When you have to integrate a bunch of legacy systems that all have some kind of (R)PC-API, it just feels natural to wrap them into WebServices. You do not have to translate all the existing verbs into their RESTful equivalent. In my comment to Stefan, I offered the following existing API as an example:

 (d) scoreCustomerMortgageRisk(customerId)
     // i.e. the customer has send in a mortgage application,
     // that should now be "scored" to decide if we can offer
     // him a credit contract

 (e) promoteToCustomer(personId)
     // a person that is in our system, will now become a
     // customer (an account will be opend, etc.)

 (f) calculateNetInterestRate(credit)

and Daniel Yokomizo translated them into one possible RESTful API:

 (d) PUT /mortage-application/{id}/score

 (e) POST /people/{id}/promotions
     =returning> 303 /customer/{id}

and with (f) he cannot see the “resource”, perhaps because there was no explanation in my comment, but he correctly assumes that this really is nothing but a calculation and he even thinks that RPC might be the right thing (so, not everyone is a zealot in the REST camp).

I think this is the best, most concrete illustration of the different mind sets. For me this looks artificial. Is “mortgage-application” a resource? Is “score” a verb or a resource? I have to translate something that looks natural to me into something unusual. If I had to document the REST services, I still would describe (e) as “Promote to Customer”, because this is the culture I grew up with. But if I had to design an API for resources that are accessible via the Web from scratch, I might try REST, especially if I have (more) people in my team that are experienced in a RESTful style. It still all comes down to my central mantra “Does it help me to achieve my goal?”

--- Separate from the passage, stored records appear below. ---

PR #454, opened 2025-11-13
Expand RealtimeBoxBestEffort

bjin2364:
# Changes
- Removes the static assertion so that `RealtimeBoxBestEffort` can be used with priority mutexes in `mutex.hpp`

# Tests
- type parameterized unit tests

### DIFF
--- a/ros_controls.kilted.repos
+++ b/ros_controls.kilted.repos
@@ -18,4 +18,4 @@ repositories:
   ros-controls/ros2_controllers:
     type: git
     url: https://github.com/ros-controls/ros2_controllers.git
-    version: master
+    version: kilted


saikishor (dismissed):
Looking pretty good to me 👌🏽👌🏽

bjin2364:
@christophfroehlich I don't think we need to cherry-pick to `master` branch because `master` already supports this: https://github.com/ros-controls/realtime_tools/blob/master/realtime_tools/include/realtime_tools/realtime_thread_safe_box.hpp#L69

christophfroehlich (approved):
Ok, I haven't looked into details before, the code diverged quite a lot from humble to newer distros. I'm happy to merge this into humble, could you still have a look if the improvements of the tests can be applied to the master branch? Thanks!

PR #459, opened 2025-11-23
Update ThreadSafeBox Tests

bjin2364:
# Changes

- Following up from https://github.com/ros-controls/realtime_tools/pull/454#pullrequestreview-3470451614, this PR improves test coverage by parameterizing the types in `realtime_thread_safe_box_tests` (similar test is in `humble`)

PR #460, opened 2025-11-23
Cleanup gmock Test Dependencies

bjin2364:
# Changes

- something that's slightly been bothering me are the `gmock` test deps, when none of the unit tests are using `gmock`. This PR updates the dependencies so they're `gtest`

# Testing

- passing unit tests

# Notes

- This PR is stacked on top of https://github.com/ros-controls/realtime_tools/pull/459


christophfroehlich:
we use gmock per default in all our repositories. I haven't compared it, but the argument of @bmagyar is that the failure messages are more descriptive.

PR #469, opened 2025-12-03
Create Publisher in RealtimePublisher

### LINKED ISSUE #81: realtime_tools API restructure

mamueluth:
This PR aims at creating the publisher inside the RealtimePublisher simplifying the creation of RealtimePublisher.

I chose to just add another constructor where you can pass the node and topic as well as qos on which we want to publish. I left the old constructor to give the user the flexibility to create or pass their own publisher if they want to.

Some final remarks and disclaimers

I think XML Schema is a mess and WSDL even more so, but I would like to have a rather formal description of the XML messages I have to send and can receive. Not to generate code, but to improve my code as a consumer of a RESTful web service.

There is a difference, whether you are creating an API that is really used between two parties over the Internet, or if you are (just) connecting systems inside your company using a “platform independent” mechanism. In the latter case I would mostly prefer an RPC style in the previous case I would very thoroughly think about my prospective users (if I want as many users of my services as soon as possible, REST is much simpler to use than WS-*).

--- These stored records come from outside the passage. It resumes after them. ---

PR #473, opened 2025-12-23
Feature "async" - "slave" execution of HW Components enabling synchronizaiton to a robot controller and therefore better communicaiton stability.

destogl:
We need something that enables us to synchronize the HW loops with the robot. Many robot RT interfaces have “blocking read” to send data when they expect new data. This is an approach to tackle this.

> [!NOTE]
> will be rebased after on `master` after it is finished the testing on HW is successful.

### DIFF
--- a/realtime_tools/doc/async_scheduling_policy.rst
+++ b/realtime_tools/doc/async_scheduling_policy.rst
@@ -28,7 +28,7 @@ SLAVE
 -----
 In ``SLAVE`` mode, the async worker thread runs independently of the main thread, but *without any software rate-limiting or sleeping*. The handler continuously loops and immediately restarts the callback, expecting the callback function itself to block execution.
 
-Used when ehardware interfaces that must synchronize directly with an external hardware clock. Avoids drift between control loops of manipulator controllers and ``controller_manager`` thread. This requires the hardware interface to wait on an UDP heartbeat/sync signal from hardware that a new control cycle can start.
+Used when hardware interfaces must synchronize directly with an external hardware clock. Avoids drift between control loops of manipulator controllers and ``controller_manager`` thread. This requires the hardware interface to wait on a heartbeat/sync signal from hardware that a new control cycle can start.
 
 * **Scheduling Control:** Blocking in hardware interface ``read()`` function.
 * **Sleep Mechanism:** None. Relies on a blocking hardware ``read()`` to pace the thread.
--- a/realtime_tools/doc/async_scheduling_policy.rst
+++ b/realtime_tools/doc/async_scheduling_policy.rst
@@ -1,0 +1,34 @@
+Async Scheduling Policies
+=========================
+``realtime_tools`` allows hardware interfaces to be run in a thread separate from the main ``controller_manager`` thread.
+
+The ``AsyncFunctionHandler`` supports three distinct scheduling policies as to how the asynchronous worker thread executes its callback.
+
+.. _scheduling-policies:
+
+SYNCHRONIZED
+------------
+In ``SYNCHRONIZED`` mode, the async worker thread does not govern its own timing. Instead, it waits on a condition variable and is explicitly triggered by the main thread.
+
+Used when the asynchronous task must run in lockstep with the main control loop, but needs to be offloaded to a separate thread to prevent blocking the real-time path. Used with slow hardware interfaces doing heavy processing.
+
+* **Scheduling Control:** ``controller_manager`` main thread.
+* **Sleep Mechanism:** Waits on a ``contition_variable`` from the main thread.
+
+DETACHED
+--------
+In ``DETACHED`` mode, the async worker thread runs completely independently of the main ``controller_manager`` thread clock. It acts similarly to a standalone ROS 2 node, maintaining its own execution cycle based on a target ``exec_rate``.
+
+Hardware interfaces that need to poll or update at a fixed, independent frequency.
+
+* **Scheduling Control:** Internal software clock.
+* **Sleep Mechanism:** Calculates the elapsed time and explicitly calls ``std::this_thread::sleep_until()``, same as ``ros2_control_node`` executable.
+
+SLAVE
+-----
+In ``SLAVE`` mode, the async worker thread runs independently of the main thread, but *without any software rate-limiting or sleeping*. The handler continuously loops and immediately restarts the callback, expecting the callback function itself to block execution.
+
+Used when ehardware interfaces that must synchronize directly with an external hardware clock. Avoids drift between control loops of manipulator controllers and ``controller_manager`` thread. This requires the hardware interface to wait on an UDP heartbeat/sync signal from hardware that a new control cycle can start.
+
+* **Scheduling Control:** Blocking in hardware interface ``read()`` function.
+* **Sleep Mechanism:** None. Relies on a blocking hardware ``read()`` to pace the thread.
--- a/realtime_tools/include/realtime_tools/async_function_handler.hpp
+++ b/realtime_tools/include/realtime_tools/async_function_handler.hpp
@@ -90,6 +90,8 @@ public:
         return "synchronized";
       case DETACHED:
         return "detached";
+      case SLAVE:
+        return "slave";
       default:
         return "unknown";
     }
@@ -577,8 +579,10 @@ public:
         }
         if (params_.scheduling_policy == AsyncSchedulingPolicy::SYNCHRONIZED) {
           execute_synchronized_callback();
-        } else {
+        } else if (params_.scheduling_policy == AsyncSchedulingPolicy::DETACHED) {
           execute_detached_callback();
+        } else if (params_.scheduling_policy == AsyncSchedulingPolicy::SLAVE) {
+          execute_slave_callback();
         }
       });
     }
@@ -603,6 +607,54 @@ private:
           const auto end_time = std::chrono::steady_clock::now();
           last_execution_time_ =
             std::chrono::duration_cast<std::chrono::nanoseconds>(end_time - start_time);
+        }
+        trigger_in_progress_ = false;
+      }
+      cycle_end_condition_.notify_all();
+    }
+  }
+
+  void execute_slave_callback()
+  {
+    if (params_.exec_rate == 0u) {
+      throw std::runtime_error(
+        "AsyncFunctionHandler: Target Execution rate must be set when using SLAVE scheduling policy. It is used for cycle statistics reporting.");
+    }
+
+    if (pause_thread_) {
+      std::unique_lock<std::mutex> lock(async_mtx_);
+      async_callback_condition_.wait(
+        lock, [this] { return !pause_thread_ || stop_async_callback_; });
+    }
+
+    previous_time_ = params_.clock->now();
+
+    while (!stop_async_callback_.load(std::memory_order_relaxed)) {
+      {
+        // Handle pausing logic (e.g. during deactivation)
+        std::unique_lock<std::mutex> lock(async_mtx_);
+        if (pause_thread_) {
+             async_callback_condition_.wait(
+             lock, [this] { return !pause_thread_ || stop_async_callback_; });
+        }
+        
+        if (!stop_async_callback_) {
+          auto const current_time = params_.clock->now();
+          auto const measured_period = current_time - previous_time_;
+          previous_time_ = current_time;
+          current_callback_time_ = current_time;
+          current_callback_period_ = measured_period;
+
+          const auto exec_start = std::chrono::steady_clock::now();
+          try {
+            async_callback_return_ = async_function_(current_time, measured_period);
+          } catch (...) {
+            async_exception_ptr_ = std::current_exception();
+          }
+          last_execution_time_ = std::chrono::duration_cast<std::chrono::nanoseconds>(
+            std::chrono::steady_clock::now() - exec_start);
+
+          // No sleep! The loop immediately restarts, expecting the next async_function_ call to block.
         }
         trigger_in_progress_ = false;
       }
--- a/realtime_tools/include/realtime_tools/async_function_handler.hpp
+++ b/realtime_tools/include/realtime_tools/async_function_handler.hpp
@@ -44,6 +44,8 @@ namespace realtime_tools
  * thread will be triggering the async callback method.
  * DETACHED: The async worker thread will be detached from the main thread and will have its own
  * execution cycle.
+ * SLAVE: The async worker thread will be a slave to the hardware execution and will be blocked
+ * by it - usually when waiting for data in the read() method.
  * UNKNOWN: The scheduling policy is unknown.
  */
 class AsyncSchedulingPolicy
@@ -53,6 +55,7 @@ public:
     UNKNOWN = -1,  /// Unknown scheduling policy
     SYNCHRONIZED,  /// Synchronized scheduling policy
     DETACHED,      /// Detached scheduling policy
+    SLAVE,         /// Slave scheduling policy
   };
 
   AsyncSchedulingPolicy() = default;
@@ -63,6 +66,8 @@ public:
       value_ = SYNCHRONIZED;
     } else if (data_type == "detached") {
       value_ = DETACHED;
+    } else if (data_type == "slave") {
+      value_ = SLAVE;
     } else {
       value_ = UNKNOWN;
     }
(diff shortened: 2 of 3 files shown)


Nibanovic:
# Open questions

## how do controller `update()` loops fit in here?

For example, If we're running `update()` for a JTC that is targeting `async_slave` franka and we have another robot running in sync with controller manager, the `update()` of the controller is on a different clock than the `read/write`.

What are the knock-on effects of this and how do we address it? How do we establish a test case where the problems the controller causes are clear? **this is what I'm working on currently**

What first comes to mind is to run a controller as async controller. Then we configure a controller to target a specific hardware interface. Then, from the hardware interface, at the end of the `read()` we signal to the async controller to execute its `update()`. This would be the simplest approach to implement.

In the end, this could cause a mess of threads for a bunch of controllers, so maybe it would be useful to re-frame the async approach from "we spawn a thread for each async component" to "we spawn a thread for each **clock source that exists in our system**. 

Then, we'd then pin controllers `update` to be executed after a specific "clock source group" of hardware. This is a more extensive change, not so sure about it, but just and idea.

## phase-matching between ROS side and robot side, like in `kuka_rsi_driver`

Even if we solve the above mentioned problem, we still cannot handle controllers that target multiple hardware running on different clocks.

For this, we could take the existing approach in `kuka_rsi_driver` [for phase matching](https://github.com/fzi-forschungszentrum-informatik/kuka_rsi_driver/blob/main/kuka_rsi_driver/src/rsi.cpp#L207). This is more extensive and deserves a separate PR.

# Housekeeping
- overview overrun warnings. we probably want to suppress them in `cm` or in `async_function_handler`, as the robot clock we receive is subject to network jitter, depending on the network quality. This might also affect the `total_time` of execution we measure, as `read()` is basically blocking for the remainder of the total cycle time.
- Currently we still need **expected** update_rate defined for async slave hardware interfaces, even though `cm` is not scheduling it, for statistics calculations. This seems acceptable.

saikishor (changes requested):
I would recommend to go with the DETACHED methods as they have pretty much same code. Instead, you can add a parameter to the following `AsyncFunctionHandlerParams` like `skip_sleep` or `function_handle_rate` or something like that, so it is more maintainable IMO.

https://github.com/ros-controls/realtime_tools/blob/d666c2b1b44944184f7e34d072dd366d7e04148f/realtime_tools/include/realtime_tools/async_function_handler.hpp#L221-L229

destogl:
@urfeex this is ready :)

realtime_tools/doc/async_scheduling_policy.rst
```diff
@@ -0,0 +1,34 @@
...
+DETACHED
+--------
+In ``DETACHED`` mode, the async worker thread runs completely independently of the main ``controller_manager`` thread clock. It acts similarly to a standalone ROS 2 node, maintaining its own execution cycle based on a target ``exec_rate``.
+
+Hardware interfaces that need to poll or update at a fixed, independent frequency.
+
+* **Scheduling Control:** Internal software clock.
+* **Sleep Mechanism:** Calculates the elapsed time and explicitly calls ``std::this_thread::sleep_until()``, same as ``ros2_control_node`` executable.
+
+SLAVE
```
fmauch, line 27: I am a bit unsure whether the term "slave" is that catchy. At least my intuition is that there is a "master" thread probably running in the controller_manager that handles scheduling. I think, a more descriptive name like "hardware_sync" or "blocking_read" would make it more clear.

I am fine with "slave", though, as well. It might just be my intuition.

I like it very much that you highlighted the two aspects of scheduling control and sleep mechanism for each policy.

realtime_tools/doc/async_scheduling_policy.rst
```diff
@@ -0,0 +1,34 @@
...
+-----
+In ``SLAVE`` mode, the async worker thread runs independently of the main thread, but *without any software rate-limiting or sleeping*. The handler continuously loops and immediately restarts the callback, expecting the callback function itself to block execution.
+
+Used when ehardware interfaces that must synchronize directly with an external hardware clock. Avoids drift between control loops of manipulator controllers and ``controller_manager`` thread. This requires the hardware interface to wait on an UDP heartbeat/sync signal from hardware that a new control cycle can start.
```
fmauch:
```suggestion
Used when hardware interfaces must synchronize directly with an external hardware clock. Avoids drift between control loops of manipulator controllers and ``controller_manager`` thread. This requires the hardware interface to wait on a heartbeat/sync signal from hardware that a new control cycle can start.
```

realtime_tools/doc/async_scheduling_policy.rst
Nibanovic: Yep, this is a good question. I'm already used to "slave".  I'm mainly leaning towards it as it is descriptive (the loop is slave to a hardware clock), and the name is different enough to "stay" in your mind.

I'd love to hear others perspective on this.

saikishor (changes requested):
I'm skeptical about using mode called SLAVE. IMHO, the async function handler should be independent 

Given that it is doing exactly same as DETACHED mode, but just not maintaining any sleep cycle, whynot simply add a parameter called `maintain_cycle_rate` or something similar and then parse this from the other end.

Nibanovic:
> Given that it is doing exactly same as DETACHED mode, but just not maintaining any sleep cycle, whynot simply add a parameter called maintain_cycle_rate or something similar and then parse this from the other end.

My main point is that we need a named `AsyncSchedulingPolicy` for this feature, as when we use it in https://github.com/ros-controls/realtime_tools/pull/478 and https://github.com/ros-controls/ros2_control/pull/2971 to schedule controller updates in relation to blocking read, this enum is crucial.

I'd argue the users don't care if they are similar in implementation, they care about what it does for their hardware interface.

We can maybe rename SLAVE:
if SYNCHRONIZED is scheduled by the main thread, and DETACHED is scheduled by the hw-interface thread, we can maybe call it something like:
- EXTERNAL - scheduled by an external source
- BLOCKING - scheduled by the blocking read of the hardware interface
- HARDWARE_DRIVEN - self explanatory

destogl:
This is actually obsolete now.

Svastits:
@destogl why is this obsolate? it would be really helpful for KUKA multi-robot setups, as detached mode can sometimes break the timing

destogl:
> @destogl why is this obsolate? it would be really helpful for KUKA multi-robot setups, as detached mode can sometimes break the timing

We have decided in the Working group to not follow this approach, but a better one with the interface and not components synchronization. This is the approach from Orocos, and it should much more flexible than here proposed one.

On the other hand, this approach work. We are using it a lot and even with KUKA. Still we see it as intermediate solution for us until there is a “proper” one.

We will talk today in the WG meeting about this topic and see of other people are open to have this temporary solution merged, as it help already a lot.

destogl:
@Nibanovic let's just discuss the naming and see how to do merge this?

I propose "HW_SYNCHRONIZED"

saikishor:
> @Nibanovic let's just discuss the naming and see how to do merge this?
> 
> I propose "HW_SYNCHRONIZED"

Guys, what do you think of EXTERNALLY_PACED or EXTERNAL_CLOCK?

Nibanovic:
Im down for either `HARDWARE_DRIVEN` or `EXTERNALLY_PACED`. Leaning towards `HARDWARE_DRIVEN`, as it is, well, driven by the hardware.

`HW_SYNCHRONIZED` is not clear enough imo, and might be confused with `SYNCHRONIZED`

destogl:
@Nibanovic we do following:

Keep `DETACHED` option only and add "hardware_synchronized=true/false" option for the "slave" functionality.

christophfroehlich:
haven't we said we automatically choose that based on an inf or nan update rate, and only report the hardware_synchronized status to the hardware component? so not adding a new parameter

destogl:
> haven't we said we automatically choose that based on an inf or nan update rate, and only report the hardware_synchronized status to the hardware component? so not adding a new parameter

You are also right, might be simpler. @Nibanovic, can you check this, of course we also need the minimal sleep implementation to not do CPU burning (should be there).

Minimal execution time fix: https://github.com/b-robotized-forks/realtime_tools/tree/fix/minimal-exec-time-for-async-components

Nibanovic:
@christophfroehlich 

> haven't we said we automatically choose that based on an inf or nan update rate, and only report the hardware_synchronized status to the hardware component? so not adding a new parameter

We did, and I came away with a different conclusion to the discussion:

> I'd retain SLAVE mode as the main designator of this way of operating a hardware interface.
It is very clear for configuration that SLAVE is different than DETACHED, and asking of people to configure Detached + skip-sleep parameter seems very unintuitive.

In my experience with dozens of drivers and async hardware interfaces, we almost never use DETACHED mode. We use either SYNCHRONIZED (rarely) and the primary use for us is this HARDWARE_DRIVEN (SLAVE) mode.

From a user perspective, it seems weird to "hide" the most common and categorically different mode of operation. To configure this, user then needs to configure both DETACHED scheduling policy **and** put NaN in the update rate. This combination of configurations would then imply our HARDWARE_DRIVEN mode.

Discussed this with @destogl again, and we feel like giving this mode of operation a named scheduling policy is the clearest and simplest from users perspective.

christophfroehlich:
I don't have hard feelings here, I just summarized the discussion. Your reasoning make sense for me.. Is this then ready for review?

saikishor:
> From a user perspective, it seems weird to "hide" the most common and categorically different mode of operation. To configure this, user then needs to configure both DETACHED scheduling policy **and** put NaN in the update rate. This combination of configurations would then imply our HARDWARE_DRIVEN mode.
> 
> Discussed this with @destogl again, and we feel like giving this mode of operation a named scheduling policy is the clearest and simplest from users perspective.

Sure we can do it as a separate mode, but when we set this mode, internally it can do that. However, if the naming can be something different from the current one, it is good for me. It's just this part of the library system is agnostic to hardware or any usage, that's why

Nibanovic:
> of course we also need the minimal sleep implementation to not do CPU burning (should be there).

For this, I've opted for using existing `exec_rate` instead of adding a new parameter.
If for some reason `read()` does not block, we detect that by seeing whether the cycle was shorter than `period/10`. Then, we sleep for the rest of the period, like it was `DETACHED` mode.

This also relates to following comment:
> haven't we said we automatically choose that based on an inf or nan update rate, and only report the hardware_synchronized status to the hardware component? so not adding a new parameter

I think that the `period` that comes from `exec_rate` is important to keep even in `HARDWARE_DRIVEN` mode, as it is used for [calculating periodicity in the controller_manager](https://github.com/ros-controls/ros2_control/blob/17e2c1a85452c94e9024c62ca097e37f3a27e2fc/controller_manager/src/controller_manager.cpp#L4675-L4676), and we can't just put it to `inf` or `NaN`.

That is why I kept the `exec_rate != 0` check even for `HARDWARE_DRIVEN` mode. It may not be a very strong reason, but I would not dig too much deeper here, due to the following conclusion from RT Workgroup earlier in the discussion:

> We have decided in the Working group to not follow this approach, but a better one with the interface and not components synchronization. This is the approach from Orocos, and it should much more flexible than here proposed one.
On the other hand, this approach work. We are using it a lot and even with KUKA. Still we see it as intermediate solution for us until there is a “proper” one.
We will talk today in the WG meeting about this topic and see of other people are open to have this temporary solution merged, as it help already a lot.

What i hear here is: "It is not a perfect or a pretty solution, but it gets the job done until we come around to making a better one with more extensive changes"

And reviewing all the impacts this PR from `realtime_tools` has on the rest of `ros2_control` qualifies as more extensive changes, imho.

Let me know what you think. Opening the PR as ready for review.

christophfroehlich (changes requested):
For me this is fine, thanks for updating the docs. 

There is a clang issue btw
```
  /home/runner/work/realtime_tools/realtime_tools/.work/target_ws/src/realtime_tools/realtime_tools/test/test_async_function_handler.cpp:542:52: error: implicit conversion changes signedness: 'unsigned int' to 'const int' [-Werror,-Wsign-conversion]
    542 |   const int expected_max_cycles = params.exec_rate + 200;
        |             ~~~~~~~~~~~~~~~~~~~   ~~~~~~~~~~~~~~~~~^~~~~

```

realtime_tools/doc/async_scheduling_policy.rst
```diff
@@ -0,0 +1,34 @@
...
+.. _scheduling-policies:
+
+SYNCHRONIZED
+------------
+In ``SYNCHRONIZED`` mode, the async worker thread does not govern its own timing. Instead, it waits on a condition variable and is explicitly triggered by the main thread.
+
+Used when the asynchronous task must run in lockstep with the main control loop, but needs to be offloaded to a separate thread to prevent blocking the real-time path. Used with slow hardware interfaces doing heavy processing.
+
+* **Scheduling Control:** ``controller_manager`` main thread.
+* **Sleep Mechanism:** Waits on a ``contition_variable`` from the main thread.
```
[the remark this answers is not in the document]
destogl:
```suggestion
* **Sleep Mechanism:** Waits on a ``condition_variable`` from the main thread.
```

realtime_tools/include/realtime_tools/async_function_handler.hpp
```diff
@@ -589,10 +605,20 @@ class AsyncFunctionHandler
...
-        } else {
-          execute_detached_callback();
+
+        switch (params_.scheduling_policy) {
+          case AsyncSchedulingPolicy::SYNCHRONIZED:
+            execute_synchronized_callback();
+            break;
+          case AsyncSchedulingPolicy::DETACHED:
+          case AsyncSchedulingPolicy::HARDWARE_DRIVEN:
+            execute_detached_callback();
```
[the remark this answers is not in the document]
destogl: This is out of scope here for now. As it is complex to solve and not probable.

realtime_tools/include/realtime_tools/async_function_handler.hpp
```diff
@@ -668,23 +699,33 @@ class AsyncFunctionHandler
...
+                  params_.exec_rate, time_diff + cm_period, overrun_count + 1);
+              }
+              next_iteration_time += (overrun_count * period);
+            }
+            std::this_thread::sleep_until(next_iteration_time);
+          } else if (params_.scheduling_policy == AsyncSchedulingPolicy::HARDWARE_DRIVEN) {
+            // Safety net: If the hardware interface does not block and returned instantly,
+            // fallback to 10% of the nominal execution rate period to prevent CPU burning.
+            const auto last_period = last_execution_time_.load(std::memory_order_relaxed);
+            const auto minimum_expected_period = period / 10;
```
fmauch, line 724: I'm just wondering whether this should be a parameter or not. But we can very well leave things as they are now and if it turns out that users would like to have this configurable, we can still change it.

realtime_tools/doc/async_scheduling_policy.rst
```diff
@@ -0,0 +1,34 @@
+Async Scheduling Policies
+=========================
+``realtime_tools`` allows hardware interfaces to be run in a thread separate from the main ``controller_manager`` thread.
```
fmauch, line 3: I don't know whether this would be the right place to address this, but I think in the context of asynchronous hardware interfaces it might be important to explain how controllers are synchronized to that. Especially with the policy added in this PR: From my point of view the main motivation of having a hardware-driven pacing is to avoid clock drift, as this will ensure that in each hardware control cycle there will be a new controller command available. If only the hardware interface runs at the hardware's pace, but the controller doesn't, this might not resolve the issues that a user might want to solve by using this.

realtime_tools/include/realtime_tools/async_function_handler.hpp
```diff
@@ -140,20 +148,25 @@ struct AsyncFunctionHandlerParams
...
+        RCLCPP_ERROR(
+          logger, "Clock must be set when using DETACHED or HARDWARE_DRIVEN scheduling policy.");
         return false;
       }
       if (exec_rate == 0u) {
-        RCLCPP_ERROR(logger, "Execution rate must be set when using DETACHED scheduling policy.");
+        RCLCPP_ERROR(
+          logger,
+          "Execution rate must be set when using DETACHED or HARDWARE_DRIVEN scheduling policy.");
         return false;
```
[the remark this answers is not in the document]
fmauch: This is true, but not necessarily an issue with this PR.

fmauch (approved):
This looks clean and with a restricted scope. I've added two comments, that would both not necessarily be blockers for this PR, so approving.

destogl:
We have another fan for `hardware_driven`: https://github.com/kroshu/kuka_robot_descriptions/pull/284#issuecomment-5756764704

christophfroehlich (changes requested):
clang is still failing

realtime_tools/doc/async_scheduling_policy.rst
Nibanovic: I'll add a comment noting this. The solution for controllers is in a followup PR, which is closed for merge here, but we've successfully used it: https://github.com/ros-controls/realtime_tools/pull/478

realtime_tools/include/realtime_tools/async_function_handler.hpp
Nibanovic: If anyone desires to have this configurable, I'll add it. I'm having a hard time thinking of a case where someone would want to configure this, I consider this just a safety if someone starts a regular HW interface as HARDWARE_DRIVEN, so their PC does not sieze up.

realtime_tools/include/realtime_tools/async_function_handler.hpp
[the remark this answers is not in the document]
Nibanovic: I'll add it, as we are now using the execution rate to calculate `minimal_period` needed to prevent CPU burning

I do not question that I can translate each and every verb of my RPC-style API into the four HTTP verbs and some deliberate URL. I know about Turing machines, but I think we all are happy that we do not have to program Turing machines directly. Restricting myself to a set of very strongly defined verbs, might even help, but I fear that eventually the URIs will be very arbitrary. If that is true, nothing will be gained.